WORK ITEM: Write each entry out again exactly, with nothing omitted.

EXERCISE MATERIAL:
PR #216, opened 2025-05-27
Add support for accessibilityHint(_:)

dfabulich:
I guess this isn't a perfect match for <https://developer.apple.com/documentation/swiftui/view/accessibilityhint(_:)>, because I think the iOS version applies whenever the user "performs the view's action," whereas my implementation only applies when the user clicks on a clickable (a button).

But I've never seen anyone use accessibility hints on anything except buttons. (I'm struggling to imagine how/why an accessibility hint would be necessary on anything _but_ a button.)

If you think this implementation isn't close enough to iOS's behavior, we could document that users should do this instead, at least for buttons:

```swift
#if SKIP
import androidx.compose.ui.semantics.onClick
import androidx.compose.ui.semantics.semantics
#endif

Button("Click me") { print("clicked") }
#if SKIP
.composeModifier { $0.semantics { onClick(label: "Insert hint here", action: nil) } }
#else
.accessibilityHint("Insert hint here")
#endif
```

But IMO that's even jankier.

Skip Pull Request Checklist:

### DIFF
--- a/Sources/SkipUI/SkipUI/System/Accessibility.swift
+++ b/Sources/SkipUI/SkipUI/System/Accessibility.swift
@@ -6,6 +6,7 @@ import androidx.compose.ui.ExperimentalComposeUiApi
 import androidx.compose.ui.semantics.contentDescription
 import androidx.compose.ui.semantics.heading
 import androidx.compose.ui.semantics.invisibleToUser
+import androidx.compose.ui.semantics.onClick
 import androidx.compose.ui.semantics.popup
 import androidx.compose.ui.semantics.role
 import androidx.compose.ui.semantics.selected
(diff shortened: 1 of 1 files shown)


marcprux:
I'm confused by the meaning of [SemanticsPropertyReceiver.onClick](https://developer.android.com/reference/kotlin/androidx/compose/ui/semantics/package-summary#(androidx.compose.ui.semantics.SemanticsPropertyReceiver).onClick(kotlin.String,kotlin.Function0)). What does the action parameter actually do? Is it ever invoked, and if so, will passing `null` cause the button's behavior to change?

dfabulich:
The `action` parameter is invoked only by accessibility services, e.g. TalkBack. It's a `() -> Boolean`; if it returns `true`, then the semantics `onClick` handler stops event propagation, preventing the button from doing its normal `onClick` action. If it returns `false` (or if you pass a null action), then the event propagates to the button, and its normal `onClick` handler fires.

```
Button(
    modifier = Modifier
        .semantics {
            onClick(label = "Click", action = {
                Log.i("onClick", "semantic click")
                return false
            })
        },
    onClick = {
        Log.i("onClick", "regular click")
    }) {
    Text("Button")
}
```

* If you click that button normally, it will just log "regular click."
* If you turn on TalkBack and activate the button by double tapping, it will log "semantic click" (twice, for some reason…?) and then log "regular click".
* If you `return true` instead of `return false`, it will _only_ log "semantic click".
* If you set `action = null` and activate via TalkBack, it will log "regular click".

In this PR, we just want to set the label, so setting `action = null` will do the right thing.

WRITTEN SOLUTION:
PR #216, opened 2025-05-27
Add support for accessibilityHint(_:)

dfabulich:
I guess this isn't a perfect match for <https://developer.apple.com/documentation/swiftui/view/accessibilityhint(_:)>, because I think the iOS version applies whenever the user "performs the view's action," whereas my implementation only applies when the user clicks on a clickable (a button).

But I've never seen anyone use accessibility hints on anything except buttons. (I'm struggling to imagine how/why an accessibility hint would be necessary on anything _but_ a button.)

If you think this implementation isn't close enough to iOS's behavior, we could document that users should do this instead, at least for buttons:

```swift
#if SKIP
import androidx.compose.ui.semantics.onClick
import androidx.compose.ui.semantics.semantics
#endif

Button("Click me") { print("clicked") }
#if SKIP
.composeModifier { $0.semantics { onClick(label: "Insert hint here", action: nil) } }
#else
.accessibilityHint("Insert hint here")
#endif
```

But IMO that's even jankier.

Skip Pull Request Checklist:

### DIFF
--- a/Sources/SkipUI/SkipUI/System/Accessibility.swift
+++ b/Sources/SkipUI/SkipUI/System/Accessibility.swift
@@ -6,6 +6,7 @@ import androidx.compose.ui.ExperimentalComposeUiApi
 import androidx.compose.ui.semantics.contentDescription
 import androidx.compose.ui.semantics.heading
 import androidx.compose.ui.semantics.invisibleToUser
+import androidx.compose.ui.semantics.onClick
 import androidx.compose.ui.semantics.popup
 import androidx.compose.ui.semantics.role
 import androidx.compose.ui.semantics.selected
(diff shortened: 1 of 1 files shown)


marcprux:
I'm confused by the meaning of [SemanticsPropertyReceiver.onClick](https://developer.android.com/reference/kotlin/androidx/compose/ui/semantics/package-summary#(androidx.compose.ui.semantics.SemanticsPropertyReceiver).onClick(kotlin.String,kotlin.Function0)). What does the action parameter actually do? Is it ever invoked, and if so, will passing `null` cause the button's behavior to change?

dfabulich:
The `action` parameter is invoked only by accessibility services, e.g. TalkBack. It's a `() -> Boolean`; if it returns `true`, then the semantics `onClick` handler stops event propagation, preventing the button from doing its normal `onClick` action. If it returns `false` (or if you pass a null action), then the event propagates to the button, and its normal `onClick` handler fires.

```
Button(
    modifier = Modifier
        .semantics {
            onClick(label = "Click", action = {
                Log.i("onClick", "semantic click")
                return false
            })
        },
    onClick = {
        Log.i("onClick", "regular click")
    }) {
    Text("Button")
}
```

* If you click that button normally, it will just log "regular click."
* If you turn on TalkBack and activate the button by double tapping, it will log "semantic click" (twice, for some reason…?) and then log "regular click".
* If you `return true` instead of `return false`, it will _only_ log "semantic click".
* If you set `action = null` and activate via TalkBack, it will log "regular click".

In this PR, we just want to set the label, so setting `action = null` will do the right thing.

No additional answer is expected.